What does this mean?
When a statistical model, a machine learning algorithm, or any computational method generates a result — a prediction, a classification, a trend estimate — A3 requires that the result can be traced backward to: (1) the specific dataset used for model fitting or training, (2) the algorithm and its parameterization, (3) the software version and computational environment, and (4) the governance rules that selected the training data (from A2).
This is not a documentation requirement. It is an infrastructure requirement. The provenance of a model and its outputs must be machine-navigable and version-controlled, extending the lineage graph (C3) from data through analysis to analytical result.
Why traceability is non-negotiable in pharma
In pharmaceutical R&D, analytical models supporting regulatory decisions are subject to validation requirements. ICH Q2(R2) defines validation requirements for analytical procedures. ICH Q8–Q12 define lifecycle management for process understanding and control strategies. The FDA/EMA Guiding Principles of Good AI Practice in Drug Development (January 2026) require life cycle management, data governance and documentation, risk-based performance assessment, and clear context of use. The FDA’s draft guidance on AI to Support Regulatory Decision-Making (January 2025) defines a formal “Context of Use” (COU) concept — the conditions under which a model’s output is credible for regulatory purposes — which maps directly to A3’s “operational scope.”
A model that predicts shelf life, identifies impurities, or recommends process parameters — and cannot demonstrate what data it was trained on, under what governance rules that data was selected, and how the model was validated — will not withstand regulatory scrutiny.
For any model output in the governed system: (1) Can you retrieve the exact training dataset, including its C3 lineage? (2) Can you identify the algorithm, its hyperparameters, and the software version? (3) Can you identify the governance rules (A2) that selected the training data? (4) Can you re-run the model and reproduce the output? If any of these four questions cannot be answered from system records, A3 is not satisfied.
The model registry
A3 implies the existence of a model registry — a governed catalog of analytical models, each versioned and linked to:
- Training data: a frozen snapshot of the dataset used, with full C3 lineage to source instruments
- Validation data: the independent dataset used to assess performance, also with full lineage
- Algorithm specification: the mathematical method (linear regression, random forest, neural network, etc.), its parameters, and the objective function
- Performance metrics: accuracy, precision, recall, calibration error, or domain-specific metrics (e.g., prediction interval coverage for stability models)

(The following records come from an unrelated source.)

PR #686, opened 2022-12-20
[ANCHOR-103] Add kotlin reference server

Ifropc:
<details>

### PR Structure

  otherwise).
  packages.

### Thoroughness

</details>

### What

Add Kotlin reference server for SEP-24. Currently mirrors minimal functionality from existing reference server. Interactive workflow to be finished in the separate PR.

### Why

It should be more friendly towards developers reading into examples not familiar with Java/Spring

### Known limitations

N/A


.run/1. Platform Server - ServiceRunner.run.xml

- Operational scope: the conditions under which the model is valid (compound class, technique, measurement range)
- Retirement criteria: conditions under which the model should be retrained or replaced (new data distribution, performance degradation, method change)
The technical model registry operates within an organizational AI management framework — such as ISO 42001 — that governs model development, deployment, monitoring, and retirement across the organization.

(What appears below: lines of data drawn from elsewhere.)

PR #698, opened 2022-12-28
docs: [ANCHOR-126] Simplify the component schemas

lijamie98:
<details>

### PR Structure

  otherwise).
  packages.

### Thoroughness

</details>

### What

The transaction event of the `Event Schema.yml` is SEP-31 centric. When we add SEP-24 and SEP-6, the schema can become unstable and requires changes as the project develops. These fields also duplicate the fields defined in the `Platform API.yml` which increases the difficulties for the community to adopt the event schema.

Similar component schemas are merged and unused schemas were removed.

### Why

For simplification and improvement.

### Known limitations

N/A


JakeUrban (changes requested):
I tried to design the `TransactionEvent` schema to be SEP-generic, can you describe what you think isn't generalized?

The only fields I see that could be confusing are `customers` & `creator`.

We needed `customers` for SEP-31, but in SEP-24 & 6 the customers (`customers.sender` and `customers.receiver`) were intended to be identical.

We needed `creator` for SEP-31 to save the send anchor's public key, but `creator` can also be used for the Stellar wallet. If wallet attribution is used we can put the wallet's home domain in the `creator` field.

docs/03 - Implementing the Anchor Server/Communication/Events Schema.yml
```diff
@@ -102,92 +103,46 @@ components:
...
-          $ref: '#/components/schemas/Amount'
-        amount_in:
-          $ref: '#/components/schemas/Amount'
-        amount_out:
-          $ref: '#/components/schemas/Amount'
-        amount_fee:
-          $ref: '#/components/schemas/Amount'
-        quote_id:
-          type: string
-          description: "The id of the [SEP-38](https://stellar.org/protocol/sep-38) firm quote used for the transaction."
```
marcelosalloum, line 144: Is this really a good idea to remove this?

docs/03 - Implementing the Anchor Server/Communication/Events Schema.yml
```diff
@@ -102,92 +103,46 @@ components:
...
-          type: string
-          format: date-time
-        completed_at:
-          type: string
-          format: date-time
-          description: "When the transaction was marked as `completed` or when it was fully refunded."
-        transfer_received_at:
-          type: string
-          format: date-time
-          description: "When the Stellar transaction related to this object was received."
```
marcelosalloum, line 158: All these timestamps seem important.

docs/03 - Implementing the Anchor Server/Communication/Events Schema.yml
```diff
@@ -102,92 +103,46 @@ components:
...
         message:
           type: string
           description: "This field may contain any clarifying message related to this TransactionEvent or to the transaction itself."
-        refunds:
-          $ref: '#/components/schemas/Refunds'
-        stellar_transactions:
-          type: array
-          items:
-            $ref: '#/components/schemas/StellarTransaction'
```
marcelosalloum, line 167: It'd be good to return some Ledger identification, like the transaction or operation id, so the Anchor can reach out to the Ledger for more information.

docs/03 - Implementing the Anchor Server/Communication/Events Schema.yml
```diff
@@ -102,92 +103,46 @@ components:
...
-          description: |
-            The Identification info of the sending and receiving customers. If they were created through [SEP-12](https://stellar.org/protocol/sep-12),
-            this object should contain the SEP-12 customer `id`. Otherwise, the `account` address of the customer.
-          properties:
-            sender:
-              $ref: '#/components/schemas/StellarId'
-            receiver:
-              $ref: '#/components/schemas/StellarId'
-        creator:
-          $ref: '#/components/schemas/StellarId'
```
marcelosalloum, line 190: Are you sure you want to remove any references from the customers related to this event? This information cannot be retrieved any other way in the future by the Anchor, can it?

marcelosalloum (commented):
So you want to force the Anchor to always call `GET /transaction`, right? I think that kind of defeats some of the purpose of the Events approach.

Why don't you unify the payloads of the Event Schema and PlatformAPI? You can update the event so it returns 3 fields: event type, event status, and payload, where the payload is the exact same response you'd get with GET {platform API}/transaction.

This way you can simplify the events, keep parity with the PlatformAPI and keep providing this information to the Anchor.

docs/03 - Implementing the Anchor Server/Communication/Events Schema.yml
lijamie98: We will add the `transaction` as the payload of the transaction event as you have suggested. 

In that case, all these fields will be available in the transaction event schema.

docs/03 - Implementing the Anchor Server/Communication/Events Schema.yml
```diff
@@ -11,6 +11,7 @@ info:
 tags:
   - name: "Event Schemas"
     description: "Event Schemas for events that are published to a queue for the Anchor to consume."
+paths:
```
marcelosalloum, line 14: To solve the syntax error, I think you need this:
```suggestion
paths: {}
```

marcelosalloum (commented):
About these fields you're removing, are all of them available in the Platform API?

I took a look at the platform API and didn't find a few of them, like:
- status_change
- source_account
- destination_account

I think it's ok to drop the status_change, but the others should probably be added to the Transaction Schema. WDYT?

docs/03 - Implementing the Anchor Server/Communication/Events Schema.yml
lijamie98: I do not think `status_change` is being used and not sure if it has a meaningful use case. The `status_change` should be derived from the log where we record every state of all fields.

The `source_account` and `destination_account` are available in [StellarTransactions.](https://github.com/stellar/java-stellar-anchor-sdk/blob/develop/docs/03%20-%20Implementing%20the%20Anchor%20Server/Communication/Platform%20API.yml#L355)

marcelosalloum: SGTM!

Do you think it's worth writing a small section in the README or CHANGELOG explaining how to proceed with this change? This way you can just ask our partners to look at that section to understand how to proceed with the updated version of the event.

marcelosalloum (approved):
LGTM!

Plz take a look at [this comment](https://github.com/stellar/java-stellar-anchor-sdk/pull/698#discussion_r1062984236) before merging. Just a suggestion to make your life easier in the future 😄

docs/03 - Implementing the Anchor Server/Communication/Events Schema.yml
lijamie98: Oh yeah... definitely. I will add CHANGELOG which is closer to the change.

marcelosalloum (approved):
LGTM!

lijamie98:
> I tried to design the `TransactionEvent` schema to be SEP-generic, can you describe what you think isn't generalized?
> 
> The only fields I see that could be confusing are `customers` & `creator`.
> 
> We needed `customers` for SEP-31, but in SEP-24 & 6 the customers (`customers.sender` and `customers.receiver`) were intended to be identical.
> 
> We needed `creator` for SEP-31 to save the send anchor's public key, but `creator` can also be used for the Stellar wallet. If wallet attribution is used we can put the wallet's home domain in the `creator` field.

These fields are available in the `transaction` payload.

docs/03 - Implementing the Anchor Server/Communication/Events Schema.yml
```diff
@@ -1,6 +1,6 @@
 openapi: 3.0.0
 info:
-  version: "0.1"
+  version: "1.0.0"
```
JakeUrban, line 3: How should this version relate to the AP's version? Should it match? Or should it be independent?

docs/03 - Implementing the Anchor Server/Communication/Events Schema.yml
```diff
@@ -44,7 +45,7 @@ components:
           type: string
           description: price including fees.
         creator:
-          $ref: '#/components/schemas/StellarId'
+          $ref: './Platform API.yml#/components/schemas/StellarId'
```
JakeUrban, line 48: Ah, very cool, I didn't know we could do this.

JakeUrban (commented):
Hey Jamie, thanks for working on this. I think we should make a minor adjustment before merging.

Each event schema could have the same top level keys:
- `id` (this is the `event_id`)
- `type`
- `data`

The structure of `data` is dependent on `type`, and we can put the current `QuoteEvent` & `TransactionEvent` properties inside it. So for example:

For a transaction event:

```js
{
  "id": "1", // or whatever format we use for IDs
  "type": "transaction_created", // or something else transaction-related
  "data": {
    "transaction": {
      // all the other TransactionEvent properties
    }
  }
}
```

For quote events:

```js
{
  "id": "1",
  "type": "quote_created",
  "data": {
    "quote": {
      // all QuoteEvent properties, including the newly added 'transaction' object
    }
  }
}
```

docs/03 - Implementing the Anchor Server/Communication/Events Schema.yml
lijamie98: I would prefer independent. But all APIs should have the same version string.

However, I don't see the way to share the version string in swagger.

docs/03 - Implementing the Anchor Server/Communication/schemas.yml
```diff
@@ -0,0 +1,489 @@
...
+          description: |
+            The transaction event type. Can be one of the following:
+            - `transaction_created` - a transaction was created through the SEP endpoints. The payload is in the `transaction` field.
+            - `transaction_status_changed` - the status of a transaction has changed. The payload is in the `transaction` field.
+            - `transaction_error` - error processing the transaction. The payload is in the `transaction` field.
+            - `quote_created - a quote was created via the SEP38 API. The payload is in the `quote` field.
+        transaction:
+          $ref: '#/components/schemas/Transaction'
+        quote:
+          $ref: '#/components/schemas/Quote'
```
JakeUrban, line 467: Just double checking that you don't want to add a generic container key for the event payload? Something like `data` or `payload`?

lijamie98: I think the generic container key `data` is not necessary. Do you have any good use case for the `data` field?

JakeUrban: I've just seen it used in other event systems, like Circle's. Its not strictly necessary but it does provide a separation between the event scheme (`id`, `type`, & `data`) vs. the schema specific to the event type, which is inside `data`. If we ever had an event with lots of top-level attributes, then it would be nicer to have a container attribute.

I don't feel strongly though, so I'll leave it to you.

lijamie98: Thanks Jake. Appreciated your insight very much. I guess we may always nest extra top-level attributes. My gut feeling is to keep it simple at this moment. 

We still have some time until we release the AP and we may always revisit this issue.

A model predicts 36-month purity for a monoclonal antibody based on 6-month accelerated and real-time data. The model registry entry records: training data (426 measurements from 8 batches, all from governed HPLC purity methods with lineage to source instruments), algorithm (Arrhenius-based kinetic model with linear degradation assumption), validation (independent 3-batch dataset held out from training), performance (mean absolute error: 0.3% purity, prediction interval coverage: 96.2%), scope (applicable to IgG1 molecules in aqueous formulations at 2–8°C), and retirement trigger (retrain when prediction interval coverage drops below 90% on new batch data).

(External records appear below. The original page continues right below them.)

PR #705, opened 2023-01-09
custom labels and remove observer ingress

reecexlm:
This PR enables add custom labels to the deployment and the containers for sep service and payment observer service. it also enables the ability to define java options in values file for the helm chart to be included when the jar is executed.


reecexlm (commented):
asking @stfung77 to approve as I opened the original PR

PR #714, opened 2023-01-23
fix CI e2e tests

stfung77:
- pin ubuntu version to 20.04, there is some issue with latest that causes e2e docker compose tests to file. i did not dive into the root cause

- reverted the change to the master flyway migration file. we can't directly edit this file, we have to generate a new migration file to cover the changes we want to add


.github/workflows/end_to_end_tests.yml
```diff
@@ -4,20 +4,20 @@ on:
...
-#      - 'hotfix/**'
+      - develop
+      - 'release/**'
+      - 'releases/**'
+      - 'hotfix/**'
 
 jobs:
   end_to_end_tests:
-    runs-on: ubuntu-latest
+    runs-on: ubuntu-20.04
```
lijamie98, line 16: 👍 This is good idea!

lijamie98 (approved):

A3 traceability extends to external analytical tools. When a scientist exports governed data to a statistical package and produces a result, the governed system must record: what data entered the tool, what model or script was applied, what parameters were used, and what result was produced. The tool's project file alone is not sufficient traceability — the governed system is the authoritative provenance record, even for analyses performed outside it.
Relationship to other principles
A3 extends C3 (lineage) into the analytical domain. Where C3 traces data from instrument to derived value, A3 traces the analytical model itself — its training data, its algorithm, and its outputs. A3 enables D2 (traceable AI recommendations) by ensuring that the analytical foundation underlying any AI decision is itself fully traceable.